Different historic textiles were subject to aqueous treatments with and without sodium borohydride as a reducing agent. As the action of borohydride generates an alkaline environment that is potentially harmful for oxidized cellulose in historic textiles, two less alkaline treatment options using buffer systems were additionally tested.

In order to track the impact of the treatments on the samples, the development of oxidized cellulose functionalities and of the molecular weight was analyzed by selective labelling of carbonyl and carboxyl groups combined with gel permeation chromatography and multi-detector set-up. The crystallinity index of the samples was analyzed by CP-MAS NMR to elucidate the impact of age and treatment on the historic material.

Already pure aqueous treatment changed the molecular weight distribution of historic textiles in some cases. These changes are discussed in the context of oxidized cellulose functionalities and crystallinity index. Furthermore the chosen historic samples reacted best towards a reduction treatment with sodium borohydride that had not been buffered, whereas the two buffered systems caused more damage and failed to reduce carbonyl groups along the cellulose chain.

Introduction

The aqueous immersion of historic textiles with the aim of removing stains and yellowing has been a controversial topic for textile conservators, especially when it comes to the addition of bleaching agents to boost the cleaning and brightening action of the treatment. Particularly oxidative bleaching is considered to be a process that is difficult to control and that might have negative and unpredictable long-term effects on the treated textile [1].

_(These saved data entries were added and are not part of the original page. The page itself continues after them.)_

PR #76, opened 2020-10-24
Implemented Decoupled Front End, plus cleanup Fetch, and fix a few bugs in Decoded Instruction Buffer

sethpugsley:
Cleanup Fetch - the DIB lookup was happening in between seeing if the IFETCH_BUFFER instructions needed to be translated or fetched.  Now DIB lookup happens before checking to see if anything needs to be translated.  This will result in fewer unnecessary ITLB lookups.

Debug DIB - DIB set calculation was done with byte-address of instruction, rather than cache line address (>>6).  Also, instructions are now added to the DIB after they make it through the decode stage the first time, instead of immediately after they're fetched.

This still has the problem that once we add a cache line to the DIB that all instructions from that cache line will be magically fetched and decoded, including those we haven't actually seen yet.  I don't know how big of a problem that is, but this should still be a slight realism improvement over how it was before.

Performance should be very slightly improved by these changes.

To overcome these shortcomings of oxidative bleaching, sodium borohydride, a reducing bleaching agent, has been introduced into the community of textile conservators about 25 years ago [2]. While oxidative bleaching agents, such as hydrogen peroxide, attack and cleave double bonds and convert aldehydes to carboxylic acid functions, reducing agents such as sodium borohydride convert oxidized cellulose functionalities back to the original hydroxyl groups rather than causing further oxidation [3], [4]. This action was found to be beneficial for the long-term stability of textiles, and researchers have found higher DP and better tear resistance of the treated material after accelerated aging [5], [6].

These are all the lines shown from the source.